Extracted data entries:
^^^^
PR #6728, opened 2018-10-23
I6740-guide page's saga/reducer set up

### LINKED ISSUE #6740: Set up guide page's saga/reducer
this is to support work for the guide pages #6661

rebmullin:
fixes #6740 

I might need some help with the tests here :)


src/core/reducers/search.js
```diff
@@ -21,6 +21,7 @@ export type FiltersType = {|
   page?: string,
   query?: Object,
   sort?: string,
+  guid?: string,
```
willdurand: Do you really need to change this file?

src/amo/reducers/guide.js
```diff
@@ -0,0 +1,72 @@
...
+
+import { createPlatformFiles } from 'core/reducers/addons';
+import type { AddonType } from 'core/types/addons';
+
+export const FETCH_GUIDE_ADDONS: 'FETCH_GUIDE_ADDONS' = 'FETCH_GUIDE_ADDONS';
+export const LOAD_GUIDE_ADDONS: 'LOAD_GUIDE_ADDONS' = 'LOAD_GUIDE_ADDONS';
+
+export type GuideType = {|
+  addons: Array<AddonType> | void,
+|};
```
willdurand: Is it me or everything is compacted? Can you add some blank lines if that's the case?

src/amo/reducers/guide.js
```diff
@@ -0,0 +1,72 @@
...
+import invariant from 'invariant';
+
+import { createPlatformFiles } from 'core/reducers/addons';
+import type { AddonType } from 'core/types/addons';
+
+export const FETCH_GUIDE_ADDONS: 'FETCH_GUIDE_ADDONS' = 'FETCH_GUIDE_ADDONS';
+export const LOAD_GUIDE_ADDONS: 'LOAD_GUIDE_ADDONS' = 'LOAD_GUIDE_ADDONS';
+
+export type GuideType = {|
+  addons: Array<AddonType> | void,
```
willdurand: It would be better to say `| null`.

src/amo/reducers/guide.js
^^^^
Problem to solve: Which of the lines above include the word "saga"? Copy each of them.

Exercise output:
I6740-guide page's saga/reducer set up
### LINKED ISSUE #6740: Set up guide page's saga/reducer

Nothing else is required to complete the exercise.